● What is being asked: Show all lines from the data that include the word "opened".
[Entries supplied]
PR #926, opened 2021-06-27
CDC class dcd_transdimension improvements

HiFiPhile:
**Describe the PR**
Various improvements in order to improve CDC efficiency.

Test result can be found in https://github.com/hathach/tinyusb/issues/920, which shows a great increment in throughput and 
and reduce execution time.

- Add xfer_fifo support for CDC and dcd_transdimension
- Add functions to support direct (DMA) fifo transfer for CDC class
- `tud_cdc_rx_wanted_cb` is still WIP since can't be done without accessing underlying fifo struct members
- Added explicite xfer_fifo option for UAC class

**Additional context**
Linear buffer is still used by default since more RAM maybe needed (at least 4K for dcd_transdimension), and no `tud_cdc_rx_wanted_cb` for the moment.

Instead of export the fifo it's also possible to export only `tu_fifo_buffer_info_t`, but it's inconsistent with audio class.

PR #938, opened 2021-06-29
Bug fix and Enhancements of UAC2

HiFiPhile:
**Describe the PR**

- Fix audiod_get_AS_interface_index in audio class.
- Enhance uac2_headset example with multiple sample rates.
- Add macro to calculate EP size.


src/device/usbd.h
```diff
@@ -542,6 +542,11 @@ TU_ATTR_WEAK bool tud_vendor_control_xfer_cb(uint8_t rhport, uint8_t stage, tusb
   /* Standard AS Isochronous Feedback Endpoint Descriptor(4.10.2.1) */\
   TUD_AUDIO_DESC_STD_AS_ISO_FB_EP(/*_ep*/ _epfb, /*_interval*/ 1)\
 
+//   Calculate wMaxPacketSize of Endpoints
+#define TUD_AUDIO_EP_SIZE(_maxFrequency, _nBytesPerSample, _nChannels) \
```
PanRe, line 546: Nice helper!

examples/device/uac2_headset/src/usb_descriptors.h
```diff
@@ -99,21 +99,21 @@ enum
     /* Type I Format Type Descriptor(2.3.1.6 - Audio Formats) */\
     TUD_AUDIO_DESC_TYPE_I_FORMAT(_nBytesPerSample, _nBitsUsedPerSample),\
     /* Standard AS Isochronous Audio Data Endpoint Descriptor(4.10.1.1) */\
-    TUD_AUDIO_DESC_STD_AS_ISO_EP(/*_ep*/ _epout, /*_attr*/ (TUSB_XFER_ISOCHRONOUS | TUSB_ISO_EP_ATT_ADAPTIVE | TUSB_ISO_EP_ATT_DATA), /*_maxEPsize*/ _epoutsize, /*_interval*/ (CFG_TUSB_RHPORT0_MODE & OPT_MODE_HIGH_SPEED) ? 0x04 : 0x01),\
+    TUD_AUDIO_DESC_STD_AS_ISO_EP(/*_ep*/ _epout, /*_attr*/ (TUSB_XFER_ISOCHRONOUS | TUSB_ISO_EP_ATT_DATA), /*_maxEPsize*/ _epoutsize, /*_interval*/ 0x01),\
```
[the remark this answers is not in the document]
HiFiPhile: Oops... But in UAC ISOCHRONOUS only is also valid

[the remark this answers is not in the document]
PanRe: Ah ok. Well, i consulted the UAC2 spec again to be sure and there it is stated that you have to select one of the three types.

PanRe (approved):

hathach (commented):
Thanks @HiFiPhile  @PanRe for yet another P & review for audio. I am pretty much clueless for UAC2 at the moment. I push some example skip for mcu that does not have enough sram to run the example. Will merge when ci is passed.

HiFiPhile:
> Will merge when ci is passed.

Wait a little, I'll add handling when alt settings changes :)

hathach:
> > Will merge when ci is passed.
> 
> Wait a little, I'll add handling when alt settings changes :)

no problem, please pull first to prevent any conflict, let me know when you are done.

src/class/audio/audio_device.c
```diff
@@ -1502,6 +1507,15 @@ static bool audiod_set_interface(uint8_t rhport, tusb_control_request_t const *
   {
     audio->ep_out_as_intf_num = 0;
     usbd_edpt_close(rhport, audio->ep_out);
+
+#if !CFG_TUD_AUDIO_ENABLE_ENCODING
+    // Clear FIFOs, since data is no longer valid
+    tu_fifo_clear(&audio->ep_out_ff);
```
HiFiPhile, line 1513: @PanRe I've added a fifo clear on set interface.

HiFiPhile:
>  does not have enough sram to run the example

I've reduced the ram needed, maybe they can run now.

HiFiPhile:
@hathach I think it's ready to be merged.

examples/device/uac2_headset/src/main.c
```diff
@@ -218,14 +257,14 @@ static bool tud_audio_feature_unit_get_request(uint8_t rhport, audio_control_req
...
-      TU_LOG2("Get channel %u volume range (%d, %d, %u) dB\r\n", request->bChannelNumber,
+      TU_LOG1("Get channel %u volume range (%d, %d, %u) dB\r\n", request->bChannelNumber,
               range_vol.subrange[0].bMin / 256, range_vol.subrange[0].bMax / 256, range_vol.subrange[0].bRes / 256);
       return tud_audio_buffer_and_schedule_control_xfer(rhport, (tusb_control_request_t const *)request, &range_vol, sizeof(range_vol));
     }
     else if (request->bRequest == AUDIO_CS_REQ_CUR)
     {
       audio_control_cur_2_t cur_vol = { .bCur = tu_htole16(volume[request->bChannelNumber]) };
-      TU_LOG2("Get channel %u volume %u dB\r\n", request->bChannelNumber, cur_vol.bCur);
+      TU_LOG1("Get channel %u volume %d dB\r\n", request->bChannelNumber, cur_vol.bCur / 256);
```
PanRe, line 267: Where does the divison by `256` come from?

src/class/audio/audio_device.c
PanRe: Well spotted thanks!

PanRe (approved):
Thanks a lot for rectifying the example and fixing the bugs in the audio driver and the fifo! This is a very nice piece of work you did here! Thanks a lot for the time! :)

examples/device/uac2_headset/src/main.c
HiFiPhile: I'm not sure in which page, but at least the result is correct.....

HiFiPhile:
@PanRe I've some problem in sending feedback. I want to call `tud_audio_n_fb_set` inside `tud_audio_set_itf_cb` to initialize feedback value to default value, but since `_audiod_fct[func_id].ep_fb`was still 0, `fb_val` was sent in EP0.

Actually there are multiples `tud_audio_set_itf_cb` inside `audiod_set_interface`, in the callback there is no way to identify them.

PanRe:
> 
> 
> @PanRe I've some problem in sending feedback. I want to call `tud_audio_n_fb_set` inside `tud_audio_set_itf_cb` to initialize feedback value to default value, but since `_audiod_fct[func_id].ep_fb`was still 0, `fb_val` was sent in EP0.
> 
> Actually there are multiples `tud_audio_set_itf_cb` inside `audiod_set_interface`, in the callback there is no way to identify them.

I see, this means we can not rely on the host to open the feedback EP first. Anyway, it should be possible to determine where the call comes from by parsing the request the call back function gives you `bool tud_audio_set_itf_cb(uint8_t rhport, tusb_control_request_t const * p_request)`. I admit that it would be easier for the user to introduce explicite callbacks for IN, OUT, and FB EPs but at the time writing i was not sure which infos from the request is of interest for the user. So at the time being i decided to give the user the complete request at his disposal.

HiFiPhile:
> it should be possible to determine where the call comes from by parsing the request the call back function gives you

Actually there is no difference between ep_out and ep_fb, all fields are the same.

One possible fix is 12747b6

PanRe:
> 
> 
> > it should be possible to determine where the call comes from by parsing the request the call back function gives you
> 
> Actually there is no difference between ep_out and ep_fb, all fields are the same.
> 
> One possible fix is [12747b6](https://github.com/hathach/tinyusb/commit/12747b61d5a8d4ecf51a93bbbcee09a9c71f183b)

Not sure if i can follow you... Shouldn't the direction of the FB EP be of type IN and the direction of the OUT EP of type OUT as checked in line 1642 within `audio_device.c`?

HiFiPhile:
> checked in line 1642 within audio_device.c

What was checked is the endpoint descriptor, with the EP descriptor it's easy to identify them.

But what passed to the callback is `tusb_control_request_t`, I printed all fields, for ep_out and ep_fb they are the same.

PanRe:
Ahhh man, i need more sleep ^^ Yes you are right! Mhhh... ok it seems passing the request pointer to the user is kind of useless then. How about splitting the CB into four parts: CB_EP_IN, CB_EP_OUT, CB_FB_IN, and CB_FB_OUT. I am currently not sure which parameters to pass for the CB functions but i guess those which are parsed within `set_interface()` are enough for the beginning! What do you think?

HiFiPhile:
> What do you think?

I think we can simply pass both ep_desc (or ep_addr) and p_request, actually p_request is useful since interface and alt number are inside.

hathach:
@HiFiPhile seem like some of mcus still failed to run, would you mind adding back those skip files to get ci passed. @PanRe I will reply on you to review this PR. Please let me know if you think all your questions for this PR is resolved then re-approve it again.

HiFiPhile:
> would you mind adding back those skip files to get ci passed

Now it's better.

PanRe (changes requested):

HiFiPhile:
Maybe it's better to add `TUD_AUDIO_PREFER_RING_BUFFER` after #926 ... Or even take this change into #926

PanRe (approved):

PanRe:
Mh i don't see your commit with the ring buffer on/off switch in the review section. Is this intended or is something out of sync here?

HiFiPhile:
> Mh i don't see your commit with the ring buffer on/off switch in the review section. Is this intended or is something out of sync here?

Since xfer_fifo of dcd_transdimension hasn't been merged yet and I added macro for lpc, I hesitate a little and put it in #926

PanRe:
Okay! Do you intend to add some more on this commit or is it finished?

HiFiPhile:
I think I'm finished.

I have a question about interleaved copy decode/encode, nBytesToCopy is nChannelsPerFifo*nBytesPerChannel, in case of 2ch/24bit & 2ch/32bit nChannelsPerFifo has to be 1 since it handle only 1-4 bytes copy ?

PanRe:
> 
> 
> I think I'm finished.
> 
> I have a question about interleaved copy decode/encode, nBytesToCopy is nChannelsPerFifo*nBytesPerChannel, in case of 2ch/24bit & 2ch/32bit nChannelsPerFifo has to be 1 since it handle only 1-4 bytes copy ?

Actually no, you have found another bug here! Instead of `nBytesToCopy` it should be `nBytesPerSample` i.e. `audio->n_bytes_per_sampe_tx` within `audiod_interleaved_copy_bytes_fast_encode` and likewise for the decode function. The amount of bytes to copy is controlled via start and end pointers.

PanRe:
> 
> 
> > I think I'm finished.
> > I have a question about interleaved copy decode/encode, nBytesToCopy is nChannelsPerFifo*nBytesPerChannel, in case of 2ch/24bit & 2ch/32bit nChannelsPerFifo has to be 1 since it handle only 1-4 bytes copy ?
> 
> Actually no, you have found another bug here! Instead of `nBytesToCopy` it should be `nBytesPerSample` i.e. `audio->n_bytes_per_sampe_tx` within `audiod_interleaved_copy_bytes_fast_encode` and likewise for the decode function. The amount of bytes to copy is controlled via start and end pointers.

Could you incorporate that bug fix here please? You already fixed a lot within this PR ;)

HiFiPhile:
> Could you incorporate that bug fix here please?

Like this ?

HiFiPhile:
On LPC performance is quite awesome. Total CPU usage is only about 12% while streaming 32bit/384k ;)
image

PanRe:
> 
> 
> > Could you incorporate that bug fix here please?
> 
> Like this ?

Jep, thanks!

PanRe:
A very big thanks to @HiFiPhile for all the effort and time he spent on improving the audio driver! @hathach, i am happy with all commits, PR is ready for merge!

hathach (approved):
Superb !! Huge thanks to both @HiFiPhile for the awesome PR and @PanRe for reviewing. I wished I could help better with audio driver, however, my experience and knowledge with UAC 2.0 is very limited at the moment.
[/Entries supplied]
● Written response:
PR #926, opened 2021-06-27
PR #938, opened 2021-06-29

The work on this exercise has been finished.